O ministro André Mendonça, do Supremo Tribunal Federal (STF), avalia incluir o ministro Alexandre de Moraes nas investigações do caso Master após a Polícia Federal identificar conversas entre Moraes e o banqueiro Daniel Vorcaro.
As mensagens foram localizadas no celular de Vorcaro durante as investigações. Em uma delas, o banqueiro pede ajuda a Moraes diante de uma suposta ofensiva da Polícia Federal e da Procuradoria-Geral da República (PGR).
A PF já havia recuperado as mensagens armazenadas no bloco de notas do celular de Vorcaro, mas ainda não havia identificado o interlocutor. A identificação ocorreu após Mendonça, relator das investigações, determinar que a corporação esclarecesse com quem o banqueiro mantinha as conversas.
Diante do conteúdo, Mendonça pediu manifestação da PGR antes de decidir se Moraes será formalmente incluído na investigação. A Procuradoria foi intimada na segunda-feira (31) e tem prazo de cinco dias para se pronunciar.
Segundo informações obtidas pelo UOL, as mensagens foram escritas por Vorcaro em 30 de outubro de 2025. Na ocasião, o banqueiro relatou a Moraes que havia recebido informações sobre uma possível ação da PF e do Banco Central contra ele e o Banco Master.

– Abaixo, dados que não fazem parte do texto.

PR #1286, opened 2026-09-13
feat(voice): Add local-first realtime voice mode

RONAK-AI647:
## Summary

Adds a local-first voice mode for Nanocoder with push-to-talk, hands-free VAD, speech transcription, text-to-speech, and interruption support.

This PR combines the six voice-mode implementation phases and includes the fixes from will's review and this fixes issue #622 

## Scope clarification

The Bash executor change is required for voice-mode barge-in. Hands-free voice can interrupt an active response while a Bash tool is running, so the executor now escalates from SIGTERM to SIGKILL when a process ignores cancellation. This prevents interrupted voice sessions from leaving child processes running.

Hands-free voice should not be combined with `yolo` or automatic tool approval in noisy environments, because unintended speech or background noise may trigger agent actions. Push-to-talk or normal approval mode is recommended for safer use.

## Features

- `/voice` command for enabling and configuring voice mode
- Push-to-talk recording with `Ctrl+T`
- Hands-free voice mode using VAD
- Local Whisper STT support
- Local Piper TTS support
- Optional cloud STT/TTS for verified OpenAI providers
- Barge-in interruption during:
  - Response generation
  - Tool execution
  - Speech synthesis
  - Audio playback
- AbortSignal propagation through tool execution
- VAD worker cleanup and bounded audio buffering
- Voice status UI
- On-demand dependency installation
- SHA256 checksum verification for downloaded assets
- Architecture-aware dependency installation
- Bundled voice plugin for published builds

## Review fixes included

- Rebased onto the latest `main`
- Fixed voice dependency installer URLs and platform handling
- Added HTTPS-only downloads and checksum validation
- Added real installer URL-path test coverage
- Fixed optional voice plugin build and distribution
- Removed the unused realtime capability abstraction
- Added Ctrl+T enabled-state protection
- Replaced repeated preference disk reads with cached reactive preferences
- Fixed VAD shutdown races and microphone orphaning
- Separated recording and TTS temporary-file ownership
- Fixed VAD temporary WAV leaks
- Added sustained-speech buffer limits
- Filtered `[BLANK_AUDIO]` responses
- Restricted cloud audio support to verified OpenAI providers
- Wired `voiceName` into cloud TTS
- Fixed signal-killed process handling
- Restored affected documentation
- Added a changeset
- Included voice plugin files in Biome validation

## Validation

- Main TypeScript checks pass
- Voice plugin TypeScript checks pass
- Biome checks pass
- 36 focused voice tests pass

## Notes

Native provider-specific realtime streaming is intentionally not included in this PR. Cloud voice currently uses STT/TTS REST endpoints, while all providers retain the existing Nanocoder request pipeline.

Hands-free VAD combined with automatic tool approval may require an additional maintainer decision regarding ambient-noise safety.


will-lamerton:
Hey  @RONAK-AI647 - looking great! Let me know when you'd like me to review :)

RONAK-AI647:
@will-lamerton , There are some issues yet there , I am sorting them , this month was hectic , apologies for delay.

I would love to see a detailed review if you do , makes my debugging easier.

will-lamerton:
@RONAK-AI647 Thanks for the thorough work here - the architecture is right (optional plugin isolating native deps, local by default, cloud allowlisted and failing closed) and the security hardening is genuinely good: HTTPS-only with redirect checks, pinned SHA256s with unlink-on-mismatch, whisper built from a checksummed source tarball.

But CI is red on four checks, and I root-caused three of them to two defects. Requesting changes.

## Blocking

**1. `tsconfig.json` alias points at a build artifact.** `"@nanocollective/nanocoder-voice": ["./plugins/voice/dist/index.d.ts"]` only resolves after the plugin is built. `Type Checks` has no build step, so on a clean checkout:

```
source/commands/voice.tsx(93,6): error TS2307: Cannot find module '@nanocollective/nanocoder-voice'
source/hooks/useVoice.ts(84,4): error TS2307: Cannot find module '@nanocollective/nanocoder-voice'
```

Same cause kills `Config Schema Freshness` - `typescript-json-schema` aborts with "No output definition" because of those two errors. One fix clears both: point the alias at `./plugins/voice/src/index.ts`, or commit a `.d.ts` shim.

**2. Six `useVoice` tests read your real preferences file.** All six CI failures assert a non-idle state and get `'idle'`. Those specs don't pass a `voicePreference` prop, so `useVoice` falls back to `getVoicePreference()`, which reads `~/Library/Preferences/nanocoder/preferences.json`. Voice is enabled there on your machine from manual testing, so `startStopRecording` gets past `if (!pref.enabled) return`. On CI the default is `enabled: false` and every test bails on line one. Pass an explicit `voicePreference` in each spec, and set `NANOCODER_CONFIG_DIR` to a tmpdir in `test.before`.

**3. The Biome re-inclusion does not work.** Biome will not re-include a nested path under an excluded directory, so `"plugins/voice/src/**"` after `"!plugins"` is a no-op. Verified on the branch:

```
Checked 0 files in 3ms.
x No files were processed in the specified paths.
i These paths were provided but ignored:
  - plugins/voice/src/
```

That is why `Format Checks` and `Linting` are green while `plugins/voice/src/*.ts` uses non-repo style throughout (brace spacing in imports, >80 col lines, `try { ... } catch {}` one-liners). "Included voice plugin files in Biome validation" is listed as a completed review fix but is not in effect - worth re-verifying the rest of that list the same way. Narrow the exclusion (`"!plugins/vscode"`, `"!plugins/*/dist"`) and run `biome check --write` over the plugin.

**4. Release-pipeline hazards.** `plugins/voice/package.json` has no `"private": true` and `.changeset/config.json` only ignores `nanocoder-vscode`, so changesets treats the voice package as publishable. Separately, `optionalDependencies: {"...-voice": "workspace:*"}` is rewritten to a concrete version on publish and will fetch a package that does not exist on npm. It is also redundant - the build copies the plugin into `dist/voice/` and `defaultLoadPlugin` already falls back to `../voice/index.js`. A `devDependency` gives you the workspace link without shipping it in the published manifest.

The standalone `CodeQL` check also fails, but in 4s while `pr-checks / CodeQL Security Analysis` passes - looks like infra, worth confirming.

## Correctness

- **TTS may speak an intermediate agent turn.** The effect fires whenever `messages` changes and the last message is `role === 'assistant'`. `conversation-loop.tsx` calls `setMessages` at every turn boundary, including turns carrying tool calls. On a multi-step run the first "let me check that file" turn triggers synthesis, consumes `pendingTTSRef`, and the real answer is never spoken. Gate on conversation completion instead.
- **VAD clips speech onset.** `vad-worker.ts` only buffers frames after RMS crosses the threshold, so the leading consonant of every utterance is discarded. A small pre-roll ring buffer flushed on `speech_start` fixes it.
- **SIGTERM'd `sox` may leave an invalid WAV.** sox patches the RIFF data-length field on clean close; SIGTERM skips that. Worth confirming whisper accepts the file - `SIGINT` is the signal sox traps for graceful stop.
- **`killProcessTree`'s SIGKILL guard is wrong.** A signal-killed process has `exitCode === null` and `signalCode === 'SIGTERM'`, so the guard reads "alive" for something SIGTERM already killed. Only the timer cleanup saves it today; if that ordering shifts you would SIGKILL a possibly-recycled PID. Use a boolean set in the exit handler. Also, each call adds `once('close')` + `once('exit')`, which accumulates under repeated `cancel()` - exactly the barge-in pattern this PR enables.
- **`cloud-audio.ts` never removes its abort listeners** - add cleanup in `finally`.
- **Dependency specs write to the real config dir.** The URL-construction test `mkdirSync`s the actual `~/.config/nanocoder/voice-bin`. Also, the non-root sudo test assumes a non-root runner - fine on `ubuntu-latest`, fails in a root container.

## Quality

- `recordingAudioPromiseRef` (`useVoice.ts:154`) is written and nulled, never read. Dead.
- The utterance-finalize block in `vad-worker.ts` is copy-pasted three times - extract `finalizeUtterance()`.
- The silence-marker regex is duplicated in `stt.ts` (`filterSilenceMarkers`) and `useVoice.ts` (`isBlankAudio`).
- `VadEventMap` is declared but never applied as the generic (`extends EventEmitter<VadEventMap>`), which is why `useVoice` casts to an inline shape with a `noExplicitAny` suppression.
- `InstallDependenciesOptions.installRunner` is marked `@deprecated` in a file that is new in this PR - just delete it.
- `plugins/voice/.gitignore` says `plugins/voice/real-test.mjs`; inside that file the pattern is directory-relative, so it matches nothing. Should be `real-test.mjs`.
- `plugins/voice/package.json` declares `"test:ava": "ava"` with no ava config or devDependency in that package. (The specs do run - root ava globs `plugins/**/*.spec.ts` - the per-package script is just dead.)
- `vad-worker.ts` handles `proc.on('error')` but not `'close'`. If `rec` dies mid-session the worker goes silent with nothing surfaced.
- `interactive-app.tsx` calls `useTheme()` mid-body just above the return - move it up with the other hooks.
- `CLAUDE.md` is not updated for the voice plugin or the new `plugins/` build step.

## Security

Two things to weigh rather than defects:

- Cloud STT ships microphone audio to OpenAI. It is correctly gated behind an explicit `/voice stt cloud`, but neither the command output nor the docs say the audio leaves the machine. For a local-first product that deserves one explicit line at the point of opt-in.
- Hands-free VAD combined with `auto-accept`/`yolo` is a real ambient-noise hazard, as you note. My read is this should be enforced in code rather than documented - refuse hands-free while in `yolo`, or force `normal` approval for the duration. A docs warning will not stop a podcast from synthesizing a tool call.

Happy to re-review once the four CI checks are green.

RONAK-AI647:
@will-lamerton , I request another review , any internal blockings or errors which I am unable to see, once thats fixed , will work towards the devlopment and demo.

And why exactly is this one check failing, whats the exact unit test failing, could you help me with this.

Em uma das mensagens, Vorcaro afirmou que havia sido informado de que o Banco Central estaria sob pressão da PF e do Ministério Público para adotar medidas contra ele. O banqueiro pediu que Moraes reforçasse a situação com integrantes da PF e da PGR para evitar, segundo suas palavras, uma “sacanagem” que poderia comprometer o banco.
A Polícia Federal identificou que a referência a “G” nas mensagens seria ao presidente do Banco Central, Gabriel Galípolo. Já “Andrei” e “Paulo” seriam Andrei Rodrigues, diretor-geral da PF, e Paulo Gonet, procurador-geral da República.
Pouco depois, Vorcaro voltou a escrever para Moraes e afirmou que as informações haviam sido repassadas por pessoas ligadas ao Banco Central que teriam participado das reuniões sobre o caso. O banqueiro demonstrou preocupação em preservar a identidade dessas fontes.
De acordo com a PF, Vorcaro utilizava uma estratégia para dificultar o rastreamento das conversas. Ele escrevia os textos no bloco de notas do celular, fazia uma captura de tela e enviava a imagem pelo WhatsApp como mensagem de visualização única. Moraes, segundo o relatório, respondia utilizando o mesmo método.
Procurado, o ministro Alexandre de Moraes não se manifestou.
Identificação do interlocutor
A identificação de Moraes como interlocutor de Vorcaro ocorre em um momento delicado das investigações sobre o caso Master.
A Polícia Federal já tinha acesso às mensagens, mas não havia produzido, inicialmente, um relatório identificando quem conversava com o banqueiro. Segundo o relato, integrantes da cúpula da corporação chegaram a avaliar que caberia à Presidência do STF solicitar esse tipo de levantamento quando houvesse integrantes da própria Corte envolvidos.
Mendonça, no entanto, determinou que a PF identificasse o interlocutor e recebeu o relatório com as mensagens.
Agora, o ministro e seus auxiliares avaliam também a possibilidade de retirar o sigilo do documento elaborado pela Polícia Federal. A decisão sobre a eventual inclusão de Moraes na investigação deverá ocorrer após a manifestação da PGR.